Andrew Dayton, the youngest son of Gov. Mark Dayton, has launched a new data-driven philanthropy in the Twin Cities, inspired by innovative efforts to combat poverty in California and New York.

The Constellation Fund will award grants to charities and organizations fighting poverty that show their effectiveness through data and research. It will also help charities measure their program results with cost-benefit analysis and other data tools.

"It's the idea of the head and the heart," Andrew Dayton said. "How do you bring all the information, all the smarts that we have in philanthropy and bring that alongside all the great intentions we have as donors and as a community?"

Dayton, 35, will serve as CEO but he said he won't take a salary. He has committed $1 million of his own money to start the fund.

The fund has filed for nonprofit status with the state of Minnesota and the IRS. Its staff is in talks with 15 nonprofits and anticipates making its first round of grants, totaling several hundred thousand dollars, in early 2019.

"The goal is to open this up more broadly in the near future," Dayton said. "We will be looking at any type of poverty-fighting organization from housing to jobs to education to health."

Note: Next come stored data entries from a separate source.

PR #8467, opened 2021-04-14
Best model checkpoint allows metrics to be equal to previous best if at least one metric improves

### LINKED ISSUE #7286: checkpoint_model ignores best model if just one metric stays the same
This issue concerns the checkpoint_model parameter in every trainable component (DietClassifier, ResponseSelector, RulePolicy, etc...)
In order to save a model that has improved in every metric except one that has staled (can even stale at 1.00 accuracy !), the _does_model_improve function could compare with a superior or equal sign rather than superior strict.

https://github.com/RasaHQ/rasa/blob/0ccfa20ef72f7f6d4e4e1f3e0bf88d8568bfcb7e/rasa/utils/tensorflow/models.py#L483
```
all_improved = all(
            [
                float(current_results[key]) >= self.best_metrics_so_far[key]
                for key in self.best_metrics_so_far.keys()
            ]
        )
```

koernerfelicia:
closes #7286 

**Proposed changes**:
- Allow for equal metrics if at least one metric improves, do not allow for any metric to decrease.
- Also add a test to warn users if they opt for best model checkpoint but do not allow for any examples to be used for validation and/or specify that validation should not occur, or only occur at the very end of training.


rasa/utils/tensorflow/callback.py
```diff
@@ -86,15 +86,20 @@ def _does_model_improve(self, current_results: Dict[Text, Any]) -> bool:
...
-                for key in self.best_metrics_so_far.keys()
-            ]
-        )
-
-        if all_improved:
+        at_least_one_improved = False
+        for key in self.best_metrics_so_far.keys():
+            if key not in current_results:
+                # current_results.keys is not a subset of best_metric_so_far.keys
+                return False
```
samsucik, line 93: Can this happen?

rasa/utils/tensorflow/callback.py
```diff
@@ -86,15 +86,20 @@ def _does_model_improve(self, current_results: Dict[Text, Any]) -> bool:
...
 
-        all_improved = all(
-            [
-                float(current_results[key]) > self.best_metrics_so_far[key]
-                for key in self.best_metrics_so_far.keys()
-            ]
-        )
-
-        if all_improved:
+        at_least_one_improved = False
```
samsucik, line 89: Since you've touched this method, could you add a docstring to it as well? (Sorry, I can't attach a comment to a line that you didn't change, hence commenting here.)

rasa/utils/tensorflow/callback.py
```diff
@@ -86,15 +86,20 @@ def _does_model_improve(self, current_results: Dict[Text, Any]) -> bool:
...
+        for key in self.best_metrics_so_far.keys():
```
samsucik, line 90: Nitpicking, but renaming `key` to `metric_name` would help me (and perhaps others) read the code quicker 🙂

rasa/utils/train_utils.py
```diff
@@ -503,6 +504,18 @@ def validate_configuration_settings(component_config: Dict[Text, Any]) -> None:
...
+
+
+def _check_checkpoint_setting(component_config: Dict[Text, Any]) -> None:
+    if component_config[CHECKPOINT_MODEL] and (
+        component_config[EVAL_NUM_EXAMPLES] <= 0
+        or component_config[EVAL_NUM_EPOCHS] <= 0
+    ):
+        rasa.shared.utils.io.raise_warning(
+            f"You have opted to save the best model, but one or both of"
+            f" {EVAL_NUM_EXAMPLES} or {EVAL_NUM_EPOCHS} is not greater than 0."
```
samsucik, line 517: Since this is not an exception but a warning, we somehow deal with the weird config (presumably by not saving checkpoints?) and move on. Could you clarify this in the warning as well?

tests/utils/tensorflow/test_callback.py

Constellation Fund's governing board is composed of heavyweights in the Twin Cities corporate and philanthropic scene. It includes Stephen Hemsley, retired UnitedHealth Group CEO; Susan Bass Roberts, Pohlad Family Foundation executive director and vice president; Marcia Page, co-founder and executive chairwoman of Minneapolis investment firm Värde Partners; and Dayton's brother, Eric Dayton, CEO of North Corp.

"What excited me about Constellation Fund is this data-driven approach," Bass Roberts said, noting members of the Pohlad family agreed. "It's really important to find out what is working and support that."

Andrew Dayton said he is modeling the fund after a pair of data-driven philanthropies: Robin Hood in New York City, and Tipping Point Community in San Francisco, where he lived and served as deputy legislative director to former San Francisco Mayor Edwin Lee.

In San Francisco, Dayton said he witnessed the growing disparities and rampant homelessness that accompanied the region's economic growth and worried it was a glimpse into the Twin Cities' future.

"We are in a position now to get out in front of these issues and be smarter and more proactive" in the Twin Cities, he said.

Dayton said Constellation Fund will complement other poverty-fighting efforts and means to be "thoughtfully disruptive and to bring new ideas and really try to use all the information available."

But it won't use data to the exclusion of all other factors, said Dayton.

"You don't want to lose the heart because that is what powers people to be generous," he said.

The fund's board members will pay all administrative costs so that "every dollar we raise will go into the community," Dayton said. The fund will not maintain an endowment; donations will go to charities and organizations fighting poverty, he said.

Constellation is hiring and reaching out to economists and researchers to guide the work, including experts at the nonprofit Wilder Research, the Federal Reserve Bank of Minneapolis and the University of Minnesota's Humphrey School of Public Affairs.

The Federal Reserve started the Opportunity and Inclusive Growth Institute about two years ago to research and seek solutions to economic disparities. That dovetails with the Constellation Fund's mission.

"It seemed like a logical partnership for us," said Neel Kashkari, president of the Federal Reserve Bank of Minneapolis.

Family philanthropy

The Constellation Fund builds on a family legacy of philanthropy. Andrew Dayton's mother, Alida Rockefeller Messinger, is a philanthropist and the youngest daughter of John D. Rockefeller III.

His grandfather Bruce Dayton was an arts patron and CEO of Dayton Hudson Corp. — now Target Corp. The company has given 5 percent of its profits to the community since 1946.

Andrew Dayton, who was born and raised in Minnesota, said he grew up watching his parents give back and serve the community.

After earning a bachelor's degree in history from Yale and a law degree from the University of Michigan, he and his brother started North Corp., the umbrella company that includes the Bachelor Farmer restaurant, Marvel Bar and a clothing store in the North Loop.

Dayton moved to San Francisco in 2015 to oversee the factory where some of the men's clothing is made. That's where he met leaders from Tipping Point and eventually joined the mayor's staff.

He moved back to Minnesota in August 2017 and sits on the board of the Minneapolis Foundation, which is also focusing more on using data to set funding priorities. Dayton said he's not eyeing public office.

"My sole focus is on building this organization," he said. "I have no plans for any public office at this point."